→ **Your task**: Filter the records below for the word "same". Copy each line that holds it.

⟨

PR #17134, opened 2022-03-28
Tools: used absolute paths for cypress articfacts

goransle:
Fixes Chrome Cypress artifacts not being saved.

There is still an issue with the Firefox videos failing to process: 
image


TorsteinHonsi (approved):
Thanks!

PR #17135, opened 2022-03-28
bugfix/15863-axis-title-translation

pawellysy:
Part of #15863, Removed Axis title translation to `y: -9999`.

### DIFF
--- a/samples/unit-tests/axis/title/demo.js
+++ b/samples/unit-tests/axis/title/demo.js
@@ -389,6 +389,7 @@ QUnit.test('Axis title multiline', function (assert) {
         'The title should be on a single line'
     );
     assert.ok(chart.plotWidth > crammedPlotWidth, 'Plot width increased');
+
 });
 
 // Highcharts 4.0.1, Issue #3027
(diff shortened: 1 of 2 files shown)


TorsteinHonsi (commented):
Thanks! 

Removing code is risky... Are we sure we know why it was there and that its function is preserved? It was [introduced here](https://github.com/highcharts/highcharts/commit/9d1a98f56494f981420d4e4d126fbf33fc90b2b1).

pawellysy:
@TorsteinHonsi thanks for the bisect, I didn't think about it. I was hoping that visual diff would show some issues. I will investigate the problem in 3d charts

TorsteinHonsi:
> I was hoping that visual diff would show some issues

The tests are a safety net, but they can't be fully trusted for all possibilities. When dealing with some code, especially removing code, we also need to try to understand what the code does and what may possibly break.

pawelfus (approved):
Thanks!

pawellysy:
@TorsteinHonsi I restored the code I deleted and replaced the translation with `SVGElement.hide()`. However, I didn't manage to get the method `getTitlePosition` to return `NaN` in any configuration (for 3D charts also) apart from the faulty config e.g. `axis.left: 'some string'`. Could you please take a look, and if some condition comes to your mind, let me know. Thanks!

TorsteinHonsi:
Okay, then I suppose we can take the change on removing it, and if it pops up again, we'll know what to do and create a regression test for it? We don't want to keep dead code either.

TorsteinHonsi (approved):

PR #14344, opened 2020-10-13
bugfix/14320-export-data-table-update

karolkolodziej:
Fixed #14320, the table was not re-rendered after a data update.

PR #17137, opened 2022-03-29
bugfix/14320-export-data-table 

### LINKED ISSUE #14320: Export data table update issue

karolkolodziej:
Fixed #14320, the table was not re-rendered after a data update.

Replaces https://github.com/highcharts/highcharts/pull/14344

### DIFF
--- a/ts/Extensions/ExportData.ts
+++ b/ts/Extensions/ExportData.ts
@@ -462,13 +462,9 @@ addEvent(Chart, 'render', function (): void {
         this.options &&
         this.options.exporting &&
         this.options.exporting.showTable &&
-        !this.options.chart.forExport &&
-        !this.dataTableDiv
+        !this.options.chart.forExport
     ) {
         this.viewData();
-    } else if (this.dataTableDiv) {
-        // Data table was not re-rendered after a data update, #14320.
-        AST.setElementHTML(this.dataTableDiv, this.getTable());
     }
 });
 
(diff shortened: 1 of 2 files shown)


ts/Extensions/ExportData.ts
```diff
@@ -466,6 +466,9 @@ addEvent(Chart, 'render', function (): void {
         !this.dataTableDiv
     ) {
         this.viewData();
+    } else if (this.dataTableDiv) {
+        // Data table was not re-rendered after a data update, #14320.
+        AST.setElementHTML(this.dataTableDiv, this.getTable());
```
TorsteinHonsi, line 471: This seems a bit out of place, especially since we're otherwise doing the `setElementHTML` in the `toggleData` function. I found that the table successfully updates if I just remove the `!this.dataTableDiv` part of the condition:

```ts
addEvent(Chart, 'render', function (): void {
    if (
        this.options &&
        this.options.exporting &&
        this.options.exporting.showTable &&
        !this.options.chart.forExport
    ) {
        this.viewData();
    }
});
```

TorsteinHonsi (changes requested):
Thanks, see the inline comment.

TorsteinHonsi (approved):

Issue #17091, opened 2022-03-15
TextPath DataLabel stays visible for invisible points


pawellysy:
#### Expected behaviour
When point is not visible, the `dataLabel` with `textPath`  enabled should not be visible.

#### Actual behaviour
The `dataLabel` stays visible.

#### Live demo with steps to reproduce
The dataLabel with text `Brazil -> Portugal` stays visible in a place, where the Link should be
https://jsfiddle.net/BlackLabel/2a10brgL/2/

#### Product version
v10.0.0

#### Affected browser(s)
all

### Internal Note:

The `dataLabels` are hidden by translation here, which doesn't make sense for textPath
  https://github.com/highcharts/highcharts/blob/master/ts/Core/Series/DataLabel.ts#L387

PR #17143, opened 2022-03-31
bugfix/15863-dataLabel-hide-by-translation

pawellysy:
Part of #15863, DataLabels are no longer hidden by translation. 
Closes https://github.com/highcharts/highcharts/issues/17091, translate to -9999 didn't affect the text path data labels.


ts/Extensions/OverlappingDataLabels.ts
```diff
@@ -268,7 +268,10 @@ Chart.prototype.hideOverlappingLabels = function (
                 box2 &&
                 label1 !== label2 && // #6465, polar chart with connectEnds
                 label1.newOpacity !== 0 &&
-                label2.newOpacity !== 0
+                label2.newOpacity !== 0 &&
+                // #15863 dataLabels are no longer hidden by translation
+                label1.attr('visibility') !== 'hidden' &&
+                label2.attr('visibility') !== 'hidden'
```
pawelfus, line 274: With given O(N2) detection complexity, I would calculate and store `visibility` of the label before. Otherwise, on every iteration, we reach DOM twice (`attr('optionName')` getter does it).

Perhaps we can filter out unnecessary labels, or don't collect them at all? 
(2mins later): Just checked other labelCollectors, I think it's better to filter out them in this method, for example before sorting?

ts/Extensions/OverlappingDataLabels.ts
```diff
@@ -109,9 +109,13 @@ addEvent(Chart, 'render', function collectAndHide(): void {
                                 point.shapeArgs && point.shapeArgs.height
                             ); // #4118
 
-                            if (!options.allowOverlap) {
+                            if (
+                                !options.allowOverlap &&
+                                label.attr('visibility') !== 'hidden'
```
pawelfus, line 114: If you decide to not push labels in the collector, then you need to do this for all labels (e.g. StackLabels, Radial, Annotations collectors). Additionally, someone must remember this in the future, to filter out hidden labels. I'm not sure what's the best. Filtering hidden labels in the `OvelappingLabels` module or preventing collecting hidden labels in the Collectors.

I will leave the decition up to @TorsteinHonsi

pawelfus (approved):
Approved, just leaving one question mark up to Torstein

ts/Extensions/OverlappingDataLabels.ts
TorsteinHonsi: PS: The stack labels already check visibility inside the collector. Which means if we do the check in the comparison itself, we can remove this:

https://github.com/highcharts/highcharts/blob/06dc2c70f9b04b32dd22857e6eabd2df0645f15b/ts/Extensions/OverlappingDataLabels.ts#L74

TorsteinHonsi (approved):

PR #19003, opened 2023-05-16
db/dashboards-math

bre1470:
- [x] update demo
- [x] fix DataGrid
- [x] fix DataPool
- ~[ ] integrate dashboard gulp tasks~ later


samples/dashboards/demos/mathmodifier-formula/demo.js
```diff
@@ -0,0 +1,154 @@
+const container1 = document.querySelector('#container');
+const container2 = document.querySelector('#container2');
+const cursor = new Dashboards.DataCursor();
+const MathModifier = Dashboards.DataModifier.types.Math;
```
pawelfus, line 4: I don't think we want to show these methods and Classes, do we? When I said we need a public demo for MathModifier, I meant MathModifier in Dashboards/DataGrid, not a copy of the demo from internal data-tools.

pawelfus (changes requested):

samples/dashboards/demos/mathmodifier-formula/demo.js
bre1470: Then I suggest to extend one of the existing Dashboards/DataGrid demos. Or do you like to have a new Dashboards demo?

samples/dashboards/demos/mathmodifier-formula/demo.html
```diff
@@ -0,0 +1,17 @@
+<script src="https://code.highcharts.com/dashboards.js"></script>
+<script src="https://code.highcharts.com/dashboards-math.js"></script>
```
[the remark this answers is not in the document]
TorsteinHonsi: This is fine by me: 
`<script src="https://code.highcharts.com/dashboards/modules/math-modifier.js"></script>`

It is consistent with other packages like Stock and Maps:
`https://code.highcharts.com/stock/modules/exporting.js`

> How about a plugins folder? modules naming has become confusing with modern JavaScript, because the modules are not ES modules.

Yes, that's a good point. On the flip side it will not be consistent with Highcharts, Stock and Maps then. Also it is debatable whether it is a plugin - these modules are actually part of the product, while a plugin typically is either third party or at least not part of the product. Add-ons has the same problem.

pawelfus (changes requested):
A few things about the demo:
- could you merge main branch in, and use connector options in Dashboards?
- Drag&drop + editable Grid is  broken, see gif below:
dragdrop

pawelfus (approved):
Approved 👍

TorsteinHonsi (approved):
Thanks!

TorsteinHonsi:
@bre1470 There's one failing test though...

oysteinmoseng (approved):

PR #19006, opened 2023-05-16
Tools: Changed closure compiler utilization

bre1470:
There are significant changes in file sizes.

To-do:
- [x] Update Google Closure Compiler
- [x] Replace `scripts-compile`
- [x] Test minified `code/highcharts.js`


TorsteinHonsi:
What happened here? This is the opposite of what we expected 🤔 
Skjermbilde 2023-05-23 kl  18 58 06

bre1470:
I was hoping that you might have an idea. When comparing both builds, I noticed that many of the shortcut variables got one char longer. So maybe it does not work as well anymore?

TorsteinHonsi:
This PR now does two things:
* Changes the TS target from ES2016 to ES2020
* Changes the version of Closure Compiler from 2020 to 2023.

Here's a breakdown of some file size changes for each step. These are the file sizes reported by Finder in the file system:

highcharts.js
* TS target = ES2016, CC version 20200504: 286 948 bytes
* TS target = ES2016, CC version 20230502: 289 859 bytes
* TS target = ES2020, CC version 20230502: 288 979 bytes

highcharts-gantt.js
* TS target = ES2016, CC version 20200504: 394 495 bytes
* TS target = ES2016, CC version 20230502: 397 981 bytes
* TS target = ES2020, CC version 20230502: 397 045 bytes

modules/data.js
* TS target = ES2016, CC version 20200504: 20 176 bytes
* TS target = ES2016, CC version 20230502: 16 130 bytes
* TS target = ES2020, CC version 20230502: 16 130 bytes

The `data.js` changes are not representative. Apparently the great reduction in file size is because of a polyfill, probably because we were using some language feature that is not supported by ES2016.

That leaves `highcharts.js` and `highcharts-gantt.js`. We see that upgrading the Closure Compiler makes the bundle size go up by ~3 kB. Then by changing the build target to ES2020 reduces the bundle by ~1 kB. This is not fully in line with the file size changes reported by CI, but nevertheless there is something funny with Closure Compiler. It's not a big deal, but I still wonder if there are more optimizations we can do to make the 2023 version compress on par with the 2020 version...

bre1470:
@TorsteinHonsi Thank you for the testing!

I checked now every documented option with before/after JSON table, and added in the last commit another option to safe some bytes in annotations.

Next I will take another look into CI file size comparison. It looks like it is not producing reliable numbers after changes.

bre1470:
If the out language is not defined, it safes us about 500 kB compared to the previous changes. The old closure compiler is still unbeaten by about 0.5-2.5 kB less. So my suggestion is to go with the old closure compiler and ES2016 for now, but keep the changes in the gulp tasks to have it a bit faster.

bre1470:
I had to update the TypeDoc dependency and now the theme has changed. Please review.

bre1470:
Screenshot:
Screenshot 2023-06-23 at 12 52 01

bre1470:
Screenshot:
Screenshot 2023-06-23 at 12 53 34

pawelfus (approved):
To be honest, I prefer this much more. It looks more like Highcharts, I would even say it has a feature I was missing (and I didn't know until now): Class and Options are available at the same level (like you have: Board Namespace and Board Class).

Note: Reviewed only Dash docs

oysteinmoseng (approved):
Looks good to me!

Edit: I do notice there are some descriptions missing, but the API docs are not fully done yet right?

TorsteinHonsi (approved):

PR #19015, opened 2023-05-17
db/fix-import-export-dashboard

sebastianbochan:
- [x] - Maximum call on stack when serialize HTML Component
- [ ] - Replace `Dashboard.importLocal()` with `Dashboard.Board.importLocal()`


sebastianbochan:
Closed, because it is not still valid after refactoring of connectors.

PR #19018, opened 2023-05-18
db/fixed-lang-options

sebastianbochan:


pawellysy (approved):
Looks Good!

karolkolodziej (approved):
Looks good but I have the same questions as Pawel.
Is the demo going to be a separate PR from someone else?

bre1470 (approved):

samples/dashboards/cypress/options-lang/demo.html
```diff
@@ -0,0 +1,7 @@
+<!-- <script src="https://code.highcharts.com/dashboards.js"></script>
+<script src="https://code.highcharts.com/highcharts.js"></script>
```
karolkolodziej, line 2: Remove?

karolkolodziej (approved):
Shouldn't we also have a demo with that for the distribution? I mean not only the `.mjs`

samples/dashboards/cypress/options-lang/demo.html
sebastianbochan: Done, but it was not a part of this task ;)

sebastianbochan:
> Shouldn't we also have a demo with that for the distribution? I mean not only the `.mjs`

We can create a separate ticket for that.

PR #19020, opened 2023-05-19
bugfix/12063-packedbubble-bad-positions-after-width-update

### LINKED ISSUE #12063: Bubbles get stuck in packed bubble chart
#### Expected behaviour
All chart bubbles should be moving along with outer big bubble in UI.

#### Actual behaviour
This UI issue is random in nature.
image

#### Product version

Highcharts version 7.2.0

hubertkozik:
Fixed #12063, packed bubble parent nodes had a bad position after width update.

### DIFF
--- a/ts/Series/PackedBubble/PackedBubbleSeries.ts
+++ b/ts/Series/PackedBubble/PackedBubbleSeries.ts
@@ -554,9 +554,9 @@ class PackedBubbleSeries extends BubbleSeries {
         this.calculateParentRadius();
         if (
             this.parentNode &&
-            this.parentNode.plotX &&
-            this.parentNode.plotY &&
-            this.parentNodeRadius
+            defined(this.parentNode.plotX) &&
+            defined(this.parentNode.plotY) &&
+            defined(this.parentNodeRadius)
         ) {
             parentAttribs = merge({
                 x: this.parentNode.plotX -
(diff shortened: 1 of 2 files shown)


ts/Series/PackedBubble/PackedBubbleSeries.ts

⟩

→ **Exercise result**:
Yes, that's a good point. On the flip side it will not be consistent with Highcharts, Stock and Maps then. Also it is debatable whether it is a plugin - these modules are actually part of the product, while a plugin typically is either third party or at least not part of the product. Add-ons has the same problem.
To be honest, I prefer this much more. It looks more like Highcharts, I would even say it has a feature I was missing (and I didn't know until now): Class and Options are available at the same level (like you have: Board Namespace and Board Class).
Looks good but I have the same questions as Pawel.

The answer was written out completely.